TASK TO COMPLETE
Look through the material below and copy every line containing the word "flag".
INFORMATION SHOWN section start
PR #3973, opened 2020-08-07
Update resource analyzers to flag leading and trailing whitespaces

### LINKED ISSUE #3958: Update resources analyzers to flag leading and trailing spaces
This should be fixed. We should update the analyzer to flag leading and trailing spaces for all 3 kind of strings.

_Originally posted by @mavasani in https://github.com/dotnet/roslyn-analyzers/pull/3922_

Evangelink:
Fix #3958


src/Microsoft.CodeAnalysis.Analyzers/UnitTests/MetaAnalyzers/DiagnosticDescriptorCreationAnalyzerTests.cs
```diff
@@ -3553,6 +3722,177 @@ End Class
...
         }
 
+        [Fact, WorkItem(3958, "https://github.com/dotnet/roslyn-analyzers/issues/3958")]
+        public async Task RS1032_LeadingOrTrailingWhitespaces_Diagnostic()
+        {
+            var additionalFileName = "Resources.resx";
+            var additionalFileText = @"
+<root>
+  <data name=""AnalyzerMessage1"" xml:space=""preserve"">
+    <value>Message with trailing whitespace </value>
```
mavasani, line 3732: Can you add another scenario where trailing spaces are after a period, similar to the case caught in the original PR, say `Message with trailing whitespaces after a period.   `? I have a feeling your current logic might be need to be tweaked to move whitespace fixing part above multi-line fixing part.

src/Microsoft.CodeAnalysis.Analyzers/Core/MetaAnalyzers/DiagnosticDescriptorCreationAnalyzer.cs
```diff
@@ -605,6 +610,8 @@ private static void AnalyzeMessageCore(string message, IArgumentOperation argume
                     fixedMessage = endsWithPeriod ? RemoveTrailingPeriod(fixedMessage) : fixedMessage + ".";
                 }
 
+                fixedMessage = hasLeadingOrTrailingWhitespaces ? RemoveLeadingAndTrailingWhitespaces(fixedMessage) : fixedMessage;
```
mavasani, line 613: I think this might have to move ahead to just after we fix line returns but before the above if statement.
INFORMATION SHOWN section end
RESULT FOR THIS TASK
Update resource analyzers to flag leading and trailing whitespaces
### LINKED ISSUE #3958: Update resources analyzers to flag leading and trailing spaces
This should be fixed. We should update the analyzer to flag leading and trailing spaces for all 3 kind of strings.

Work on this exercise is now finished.